Caydırıcı askeri varlık

Bununla birlikte Rusya’nın terörist Mazlum ile görüşmeleri ve PKK’nın Moskova’da ofis açmasına izin vermiş olması gibi geçtiğimiz yıllarda gündeme gelen gelişmeler, Rusya’nın da ABD çizgisinden ne denli farklı bir tutarlılık izlediği konusunda soru işaretleri uyandırmaktadır. Bahsi geçen YPG-Rusya bağlantısına ilaveten 2016 ortasında Çukurca’da Rus MANPADS’i ile düşürülen helikopterimiz (ve bu sistemin olaydan kısa süre önce 2015’te Caesar Kunikov gemisinde güvertede sergilenmesi) ve Suriye’de Kornet saldırılarına maruz kalan tanklarımız göz önünde bulundurulduğunda Rusya’nın da kamu diplomasisi anlamında ABD’den daha kolay bir sınav vermesi mümkün görünmemektedir. Bu manzarada görülen odur ki, dönemsel olarak ve spesifik odakla kimi konularda işbirliği imkanları rasyonel biçimde araştırılmakla birlikte bölgedeki güçlerin her birinin kendi gündemleri ve bu gündemlerin dönemsel öncelik sıralaması değişmekte.

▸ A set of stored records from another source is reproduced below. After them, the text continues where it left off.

PR #1061, opened 2025-06-12
Look inside the file to determine the image type.

### LINKED ISSUE #436: Do not rely on extension when reading images

Feature

It would be nice if performous does not rely on filename extension when reading image. Currently if it finds a JPG file named `album.jpg` it tries to read is as PNG and (presumably) gives an error:
```
libpng error: Not a PNG file
image/error: Reading PNG failed
```

kt--:
### What does this PR do?

Previously the code would examine the image filename extension, and then use the image decoder for the matching type.  
This fails when someone on the internet names a PNG image as say JPEG, resulting in a load failure.

This patch looks inside the file, reading the file-header.  Nearly all image types have a "magic number" signature in the top of the file.  Using these few bytes, the patch identifies the file type. This is a much more robust method of determining an image type.

### Closes Issue(s)

Closes #436 https://github.com/performous/performous/issues/436

### Motivation

I had some spare time, and was looking for "low hanging fruit" bugs to fix.
I came, I saw, I fixed.

### More

n/a

### Additional Notes

**Testing:** There should be no visible change from this.   Unless you have images that "won't load", but now they do.

Probably we should add support for loading `.webp` images, as they're becoming more common.  But that's another PR.


Baklap4 (changes requested):

Baklap4 (approved):
LGTM let's get it tested by @ooshlablu and get it to merge afterwards 👍

Lord-Kamina:
If you don't care about flavor of windows but rather just "Windows", please `#include "platform.hh"` and use `BOOST_OS_WINDOWS`

testing/imagetypetest.cc
```diff
@@ -0,0 +1,131 @@
+#include <vector>
+#include <iostream>
+#include <fstream>
+#include <thread>
+#include <fcntl.h>
+#include <cstdio>
+#include <random>
+#include <sys/stat.h>
+
+#if defined(_MSC_VER) || defined(__MINGW32__) || defined(__MINGW64__)
```
Lord-Kamina, line 10: Use platform.hh and the boost OS predefs.

testing/imagetypetest.cc
```diff
@@ -0,0 +1,131 @@
...
+
+const std::vector<uint8_t> PDF_IMAGE{ 0x25,0x50,0x44,0x46,0x2d,0x31,0x2e,0x35,0x0a,0x25,0xb5,0xed,0xae,0xfb,0x0a,0x34,0x20,0x30,0x20,0x6f,0x62,0x6a,0x0a,0x3c,0x3c,0x20,0x2f,0x4c,0x65,0x6e,0x67,0x74,0x68,0x20,0x35,0x20,0x30,0x20,0x52,0x0a,0x20,0x20,0x20,0x2f,0x46,0x69,0x6c,0x74,0x65,0x72,0x20,0x2f,0x46,0x6c,0x61,0x74,0x65,0x44,0x65,0x63,0x6f,0x64,0x65,0x0a,0x3e,0x3e,0x0a,0x73,0x74,0x72,0x65,0x61,0x6d,0x0a,0x78,0x9c,0x33,0x54,0x30,0x00,0x42,0x5d,0x43,0x20,0x61,0xa8,0x90,0x9c,0xcb,0x55,0xc8,0x65,0xa0,0x67,0x66,0x62,0x6e }; // just the first few bytes, tail truncated
+
+const std::vector<uint8_t> SMALL_FILE{ 0x01, 0x02, 0x03 };
+const std::vector<uint8_t> EMPTY_FILE{ };
+
+std::string getSecureTmpFile()
+{
+#if defined(_MSC_VER) || defined(__MINGW32__) || defined(__MINGW64__)
```
Lord-Kamina, line 36: Same as above.

Lord-Kamina (changes requested):
I haven't reviewed thoroughly but I wanted to leave the request for changes before it gets merged.

Lord-Kamina (approved):

ooshlablu (approved):
I tested this with the appimage and the package on Ubuntu 24.04 and it looks good. I was able to rebuild the cache and everything without issue, and it did pick up a few things that I had not changed the extension from a million years ago.

Issue #1033, opened 2025-01-03
Improve error handling in requesthandler.cc


twollgam:
### Performous & operating system versions

During code review I found a `catch(...)` in requesthandler.cc:
![image](https://github.com/user-attachments/assets/47465977-429b-46aa-b67a-1a37cf690496)
I suggest to use a `catch(std::exception const& e)` and send  the reason of this exception back to the client. Otherwise it should be logged. Only if there could be exceptions that are not derived from `std::exception` use additional a `catch(...)`-block.

### What is the problem?

The reason for the exception is actually lost.

Lord-Kamina:
I propose we integrate this in #1011, which already has a myriad other changes to how errors/exceptions are handled and reported.

Lord-Kamina:
Actually I'm gonna backpedal on this @twollgam because it seems this is mostly a quirk of CppRESTSDK and is very tied to the way some their task manager works.

What I'm trying to say is, it's probably not worth the effort considering we're looking to hopefully get rid of this library sooner rather than later.

PR #1064, opened 2025-06-17
Improved error handling

kt--:
### What does this PR do?

As per issue #1033 - add logging and message-to-client on web server issues.
- Added support for 404 errors
- Added the exception details to the web result
- Logged the exception details at Error level.

### Closes Issue(s)

#1033 

### Motivation

Simply repairing low-hanging-fruit issues.
I Came, I Saw, I Fixed.

### More

n/a

### Additional Notes

I found this difficult to test.  I could readily test the 404 error, and this verified the approach taken with the other handlers.  
But I'm not sure to how trigger the other internal errors.

Note that if you try to use `wget -O - http://127.0.0.1:8000/missing.blah`, that `wget` does _not_ show the actual returned document.  But it was close enough to what we had to be really confusing.

### DIFF
--- a/game/requesthandler.cc
+++ b/game/requesthandler.cc
@@ -35,7 +35,7 @@ void RequestHandler::HandleFile(web::http::http_request request, std::string fil
 	try {
 		fileToSend = findFile(fileName).string();
 	}
-	catch (const std::runtime_error &e) {
+	catch (std::runtime_error const& e) {
 		SpdLogger::error(LogSystem::WEBSERVER, std::string("HandleFile() File Not Found. Client {}. {}"), clientIp, e.what());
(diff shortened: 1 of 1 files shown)


game/requesthandler.cc
```diff
@@ -53,6 +64,7 @@ void RequestHandler::HandleFile(web::http::http_request request, std::string fil
 			content_type = "image/x-icon";
 		}
```
twollgam, line 65: Content type detection should be a function. Don't know if it is only uses here. Cause here is unchanged code, it is only a suggestion.

twollgam (changes requested):
I request some little changes and some optional changes/refactorings.

PR #1065, opened 2025-06-19
Ignore metadata and backup files

kt--:
### What does this PR do?

Bohning complained about #1059, saying that Performous tries to load MacOS meta-data files (which contain icons, etc. (AFAIK)), and then noisily logs an exception.   This patch adds a regex filter on Song file loading, that skips these.   

At the moment, it handles files beginning `._` and `.#`  

The core issue is that (AFAIK) MacOS stores metadata about `songfile.txt` as `._songfile.txt`.  Performous sees a `.txt` file and tries to parse it as a song.   It's not really a bug.

*note:  I haven't used a Mac since they had those cool little monochrome displays.

### Closes Issue(s)

n/a

### Motivation

Just doing whatever I can to get patch #1059 through.

### More

I only know of the MacOS meta-data prefix, and the EMACS backup-file prefix.  Maybe there's more?

### Additional Notes

**Testing**:  Create a `._something.txt` file, containing invalid rubbish, in an existing song directory, and verify that the debug message is logged (saying it's skipped) and/or no exception is logged for that file.


game/songs.cc
```diff
@@ -299,6 +299,11 @@ void Songs::reload_internal(fs::path const& parent, Cache cache) {
 			if (!regex_search(p.filename().string(), expression)) {
 				continue; //if the folder does not contain any of the requested files, ignore it
 			}
+			std::regex ignoredFiles("^(\\._.*|\\.\\#.*)$");  // skip MacOS meta, common backup files
```
Baklap4, line 302: Changes look good on a first glance. I am wondering about the macos specific files like: `.DS_Store` these won't be captured by the regex, but do they really need to be captured? Since a couple of lines above we already filter out most of them?

Baklap4 (approved):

Türkiye’nin kendi ulusal çıkarları odaklı olarak hem bu aktörlerle ilişkilerini anlık gözden geçirmesi hem de kimi zaman sert güç gerektiren hamlelerle hareket etmesi gerekmektedir ki Fırat Kalkanı, Zeytin Dalı,Barış Pınarı Harekatı ve devam etmekte olan İdlib’teki caydırıcı askeri varlık ve kararlılık, neticeleri itibariyle bu çizginin isabetliliğini göstermektedir.